→ **Task details**: Only one stretch of the listing below is wanted. Give it again exactly, from the line with "whose form evaluates" through the line with "functions are used".

→ **Records**:
══════

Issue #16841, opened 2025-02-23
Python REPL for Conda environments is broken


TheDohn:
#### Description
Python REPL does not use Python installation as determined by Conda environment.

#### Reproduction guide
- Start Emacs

══════

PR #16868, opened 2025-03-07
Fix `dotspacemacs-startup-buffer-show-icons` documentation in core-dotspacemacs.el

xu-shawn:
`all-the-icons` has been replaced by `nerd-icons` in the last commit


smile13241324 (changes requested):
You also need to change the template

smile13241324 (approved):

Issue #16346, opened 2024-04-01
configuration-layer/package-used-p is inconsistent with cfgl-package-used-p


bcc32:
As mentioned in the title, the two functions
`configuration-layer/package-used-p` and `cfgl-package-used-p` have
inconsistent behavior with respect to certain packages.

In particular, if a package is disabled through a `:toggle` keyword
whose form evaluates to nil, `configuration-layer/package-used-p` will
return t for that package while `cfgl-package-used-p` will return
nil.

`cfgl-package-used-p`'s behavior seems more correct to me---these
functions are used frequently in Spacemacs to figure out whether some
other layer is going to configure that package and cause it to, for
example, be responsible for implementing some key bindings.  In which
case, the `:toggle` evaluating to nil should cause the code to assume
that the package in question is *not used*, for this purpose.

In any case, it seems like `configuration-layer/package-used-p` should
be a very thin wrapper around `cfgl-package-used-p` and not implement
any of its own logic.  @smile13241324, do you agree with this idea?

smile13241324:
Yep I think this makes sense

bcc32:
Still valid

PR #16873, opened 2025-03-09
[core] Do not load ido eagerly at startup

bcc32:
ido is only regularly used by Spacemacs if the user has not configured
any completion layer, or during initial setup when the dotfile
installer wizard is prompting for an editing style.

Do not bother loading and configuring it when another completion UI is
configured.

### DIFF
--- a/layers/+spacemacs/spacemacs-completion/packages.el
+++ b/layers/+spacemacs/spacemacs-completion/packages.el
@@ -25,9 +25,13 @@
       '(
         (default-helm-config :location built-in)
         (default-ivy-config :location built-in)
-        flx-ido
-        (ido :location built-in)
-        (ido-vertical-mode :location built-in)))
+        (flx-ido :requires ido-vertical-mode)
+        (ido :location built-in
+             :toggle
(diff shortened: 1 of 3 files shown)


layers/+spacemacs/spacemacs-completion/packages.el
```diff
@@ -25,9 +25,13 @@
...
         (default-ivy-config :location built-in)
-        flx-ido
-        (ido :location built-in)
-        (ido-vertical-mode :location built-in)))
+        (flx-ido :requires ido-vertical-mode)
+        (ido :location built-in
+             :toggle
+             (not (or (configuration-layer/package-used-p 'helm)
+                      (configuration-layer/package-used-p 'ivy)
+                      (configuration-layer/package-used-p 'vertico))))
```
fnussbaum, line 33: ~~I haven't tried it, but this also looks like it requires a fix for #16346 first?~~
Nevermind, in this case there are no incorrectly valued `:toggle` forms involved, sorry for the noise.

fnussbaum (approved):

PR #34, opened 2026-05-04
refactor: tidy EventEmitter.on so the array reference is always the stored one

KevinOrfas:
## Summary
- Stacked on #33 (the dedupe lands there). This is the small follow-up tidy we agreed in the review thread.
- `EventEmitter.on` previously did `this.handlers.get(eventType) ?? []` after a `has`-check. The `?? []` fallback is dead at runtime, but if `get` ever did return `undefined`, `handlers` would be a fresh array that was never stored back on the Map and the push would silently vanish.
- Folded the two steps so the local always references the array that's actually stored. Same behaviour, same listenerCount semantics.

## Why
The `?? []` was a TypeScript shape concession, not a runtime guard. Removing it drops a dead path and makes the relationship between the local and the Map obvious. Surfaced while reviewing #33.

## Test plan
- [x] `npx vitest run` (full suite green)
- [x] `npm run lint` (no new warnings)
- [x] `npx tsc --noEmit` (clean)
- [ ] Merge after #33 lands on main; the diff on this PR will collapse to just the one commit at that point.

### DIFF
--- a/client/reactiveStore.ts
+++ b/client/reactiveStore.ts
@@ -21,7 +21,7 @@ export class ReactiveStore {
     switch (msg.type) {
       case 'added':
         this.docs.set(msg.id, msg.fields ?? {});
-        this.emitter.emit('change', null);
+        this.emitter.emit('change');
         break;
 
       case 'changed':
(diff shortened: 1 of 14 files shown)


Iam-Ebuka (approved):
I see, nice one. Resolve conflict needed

══════

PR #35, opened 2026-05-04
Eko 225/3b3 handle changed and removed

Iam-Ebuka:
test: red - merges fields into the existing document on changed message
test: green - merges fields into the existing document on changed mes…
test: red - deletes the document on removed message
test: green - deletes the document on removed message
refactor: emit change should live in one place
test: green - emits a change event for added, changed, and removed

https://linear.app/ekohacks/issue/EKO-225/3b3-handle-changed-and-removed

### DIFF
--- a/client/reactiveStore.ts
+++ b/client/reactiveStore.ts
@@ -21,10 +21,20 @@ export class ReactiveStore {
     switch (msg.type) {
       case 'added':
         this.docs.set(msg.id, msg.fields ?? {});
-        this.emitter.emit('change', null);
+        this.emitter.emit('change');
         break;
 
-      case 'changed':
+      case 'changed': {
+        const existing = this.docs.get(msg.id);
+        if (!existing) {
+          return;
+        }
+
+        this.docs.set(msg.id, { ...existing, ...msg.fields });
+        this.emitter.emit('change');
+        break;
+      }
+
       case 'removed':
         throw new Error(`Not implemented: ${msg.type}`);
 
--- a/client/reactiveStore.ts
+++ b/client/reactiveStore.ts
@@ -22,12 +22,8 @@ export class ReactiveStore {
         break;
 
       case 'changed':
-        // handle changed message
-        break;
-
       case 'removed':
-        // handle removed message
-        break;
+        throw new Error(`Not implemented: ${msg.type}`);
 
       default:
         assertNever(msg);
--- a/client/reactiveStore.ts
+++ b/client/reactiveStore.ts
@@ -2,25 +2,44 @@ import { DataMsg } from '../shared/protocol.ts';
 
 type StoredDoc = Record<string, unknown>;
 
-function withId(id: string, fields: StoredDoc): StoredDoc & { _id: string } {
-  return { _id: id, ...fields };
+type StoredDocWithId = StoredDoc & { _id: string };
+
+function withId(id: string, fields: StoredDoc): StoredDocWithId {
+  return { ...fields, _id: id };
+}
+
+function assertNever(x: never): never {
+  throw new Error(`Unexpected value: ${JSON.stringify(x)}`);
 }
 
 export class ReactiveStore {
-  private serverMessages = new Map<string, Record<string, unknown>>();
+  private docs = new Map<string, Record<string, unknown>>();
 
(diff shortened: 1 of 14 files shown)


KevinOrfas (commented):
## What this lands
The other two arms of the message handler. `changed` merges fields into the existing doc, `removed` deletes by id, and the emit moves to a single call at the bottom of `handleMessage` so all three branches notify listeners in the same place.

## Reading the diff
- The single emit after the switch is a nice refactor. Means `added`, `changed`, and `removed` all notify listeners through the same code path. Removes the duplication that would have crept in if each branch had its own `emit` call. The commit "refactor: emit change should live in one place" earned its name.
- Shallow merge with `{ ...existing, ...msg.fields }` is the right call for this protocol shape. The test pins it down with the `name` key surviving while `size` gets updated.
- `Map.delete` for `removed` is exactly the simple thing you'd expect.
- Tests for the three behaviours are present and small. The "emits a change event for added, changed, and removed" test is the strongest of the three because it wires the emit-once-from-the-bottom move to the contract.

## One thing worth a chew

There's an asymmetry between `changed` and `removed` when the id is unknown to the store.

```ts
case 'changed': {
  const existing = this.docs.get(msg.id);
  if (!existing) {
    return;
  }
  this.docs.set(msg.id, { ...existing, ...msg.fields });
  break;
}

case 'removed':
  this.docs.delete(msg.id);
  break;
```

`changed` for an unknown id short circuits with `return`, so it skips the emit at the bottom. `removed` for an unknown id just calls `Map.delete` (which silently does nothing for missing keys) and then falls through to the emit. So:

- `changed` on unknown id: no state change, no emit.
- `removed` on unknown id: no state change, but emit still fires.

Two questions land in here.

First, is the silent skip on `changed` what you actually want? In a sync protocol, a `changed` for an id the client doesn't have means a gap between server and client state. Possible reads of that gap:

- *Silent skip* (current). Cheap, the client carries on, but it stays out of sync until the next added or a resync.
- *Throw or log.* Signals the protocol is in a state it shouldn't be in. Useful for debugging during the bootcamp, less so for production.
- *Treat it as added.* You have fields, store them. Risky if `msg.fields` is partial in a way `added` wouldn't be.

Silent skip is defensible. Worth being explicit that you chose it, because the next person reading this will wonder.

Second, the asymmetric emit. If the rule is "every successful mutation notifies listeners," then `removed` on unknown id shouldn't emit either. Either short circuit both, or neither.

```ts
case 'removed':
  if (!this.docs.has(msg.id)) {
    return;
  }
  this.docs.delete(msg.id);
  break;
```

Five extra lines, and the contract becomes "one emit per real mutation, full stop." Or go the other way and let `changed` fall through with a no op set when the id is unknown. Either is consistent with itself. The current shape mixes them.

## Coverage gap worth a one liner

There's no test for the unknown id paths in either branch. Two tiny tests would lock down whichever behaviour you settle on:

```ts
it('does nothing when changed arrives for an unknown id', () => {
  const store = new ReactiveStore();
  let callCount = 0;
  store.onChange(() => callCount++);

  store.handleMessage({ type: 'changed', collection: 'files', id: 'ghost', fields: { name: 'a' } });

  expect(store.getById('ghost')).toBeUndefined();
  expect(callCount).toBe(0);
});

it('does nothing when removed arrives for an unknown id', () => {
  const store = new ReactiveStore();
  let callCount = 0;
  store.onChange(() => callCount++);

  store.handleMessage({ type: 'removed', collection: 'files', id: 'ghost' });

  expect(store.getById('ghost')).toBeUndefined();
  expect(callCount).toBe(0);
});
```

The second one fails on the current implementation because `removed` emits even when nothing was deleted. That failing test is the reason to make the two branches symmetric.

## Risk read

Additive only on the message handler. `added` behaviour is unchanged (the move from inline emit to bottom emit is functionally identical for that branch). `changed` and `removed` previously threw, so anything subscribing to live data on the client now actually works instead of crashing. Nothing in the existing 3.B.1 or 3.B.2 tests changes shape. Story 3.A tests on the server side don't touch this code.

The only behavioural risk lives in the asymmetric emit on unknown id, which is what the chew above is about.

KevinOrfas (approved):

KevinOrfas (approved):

══════

→ **Task solution**:
whose form evaluates to nil, `configuration-layer/package-used-p` will
return t for that package while `cfgl-package-used-p` will return
nil.

`cfgl-package-used-p`'s behavior seems more correct to me---these
functions are used frequently in Spacemacs to figure out whether some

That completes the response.